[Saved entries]
PR #18114, opened 2021-02-09
dns: rework the conflicts a bit

samoht:


packages/dns/dns.0.6.1/opam
```diff
@@ -29,12 +39,11 @@ depends: [
...
 ]
-depopts: ["mirage-net"]
+depopts: ["mirage-net" "base-unix"]
 conflicts: [
-  "mirage-net" {> "0.9.4"}
-  "mirage-net" {< "0.5.2"}
+  "mirage-net" {< "0.5.2" | > "0.9.4"}
 ]
-dev-repo: "git://github.com/mirage/ocaml-dns"
+available: false # need a constraint on conf-libssl (only in opam 2.1)
```
mseri, line 46: You mean that these were not installable before?

avsm: sort of -- the underlying OS has upgraded, so it _used_ to be build on an older openssl, but no longer does. When we can express "version of depexts" constraints, this will be buildable again. It's a pity to mark it unavailable when it would techncially build on an older debian, but that cant be helped I think.

packages/dns/dns.0.5.0/opam
```diff
@@ -27,10 +37,9 @@ depends: [
   "uri"
   "ocamlbuild" {build}
 ]
-depopts: ["lwt" "mirage-net"]
+depopts: ["lwt" "mirage-net" "async"]
 conflicts: [
-  "lwt" {< "2.4.1"}
-  "lwt" {>= "3.0.0"}
+  "lwt" {< "2.4.1" | >= "3.0.0"}
```
kit-ty-kate, line 42: why change this? Does this impact the solver? Oo

packages/dns/dns.0.6.1/opam
kit-ty-kate: I don't understand the `(only in opam 2.1)` bit of the comment. What was possible in opam 2.1 that is not in 2.0 that would end up in marking it as available false?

*Task requirements*. Search the entries for "only" and copy out each line that has it.

*The completed task*.
+available: false # need a constraint on conf-libssl (only in opam 2.1)
kit-ty-kate: I don't understand the `(only in opam 2.1)` bit of the comment. What was possible in opam 2.1 that is not in 2.0 that would end up in marking it as available false?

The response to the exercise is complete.